:: Provided data

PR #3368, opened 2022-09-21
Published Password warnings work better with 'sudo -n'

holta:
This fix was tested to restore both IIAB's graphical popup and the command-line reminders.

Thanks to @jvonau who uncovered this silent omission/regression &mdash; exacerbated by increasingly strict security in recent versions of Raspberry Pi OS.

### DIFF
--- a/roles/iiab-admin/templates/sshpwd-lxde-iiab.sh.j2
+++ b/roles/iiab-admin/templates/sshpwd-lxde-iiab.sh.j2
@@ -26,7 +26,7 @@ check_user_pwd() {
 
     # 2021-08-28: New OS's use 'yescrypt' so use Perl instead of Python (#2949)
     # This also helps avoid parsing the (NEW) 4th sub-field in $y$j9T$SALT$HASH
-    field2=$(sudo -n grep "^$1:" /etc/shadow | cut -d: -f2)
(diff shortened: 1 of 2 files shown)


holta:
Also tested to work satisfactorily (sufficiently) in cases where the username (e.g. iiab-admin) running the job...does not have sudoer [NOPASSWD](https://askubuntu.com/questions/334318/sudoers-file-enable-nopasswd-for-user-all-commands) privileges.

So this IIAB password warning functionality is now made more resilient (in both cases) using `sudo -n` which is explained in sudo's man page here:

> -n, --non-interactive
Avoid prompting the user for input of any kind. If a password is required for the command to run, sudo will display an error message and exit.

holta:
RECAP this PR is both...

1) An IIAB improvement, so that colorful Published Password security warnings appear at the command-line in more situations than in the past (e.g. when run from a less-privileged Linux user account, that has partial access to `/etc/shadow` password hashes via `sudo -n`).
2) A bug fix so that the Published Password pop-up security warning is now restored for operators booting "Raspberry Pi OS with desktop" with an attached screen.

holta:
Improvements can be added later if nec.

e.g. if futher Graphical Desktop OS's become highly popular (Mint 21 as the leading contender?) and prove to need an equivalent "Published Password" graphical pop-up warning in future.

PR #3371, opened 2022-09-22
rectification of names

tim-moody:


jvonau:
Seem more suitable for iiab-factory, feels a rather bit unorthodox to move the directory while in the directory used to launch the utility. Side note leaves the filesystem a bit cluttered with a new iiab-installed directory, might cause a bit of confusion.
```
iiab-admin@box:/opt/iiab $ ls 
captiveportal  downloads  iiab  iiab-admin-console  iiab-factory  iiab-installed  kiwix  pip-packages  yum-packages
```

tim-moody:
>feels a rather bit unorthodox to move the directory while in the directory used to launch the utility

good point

::::

### Required action:
Each line above that contains the word "Raspberry" must be copied.

### Response to this task:
Thanks to @jvonau who uncovered this silent omission/regression &mdash; exacerbated by increasingly strict security in recent versions of Raspberry Pi OS.
2) A bug fix so that the Published Password pop-up security warning is now restored for operators booting "Raspberry Pi OS with desktop" with an attached screen.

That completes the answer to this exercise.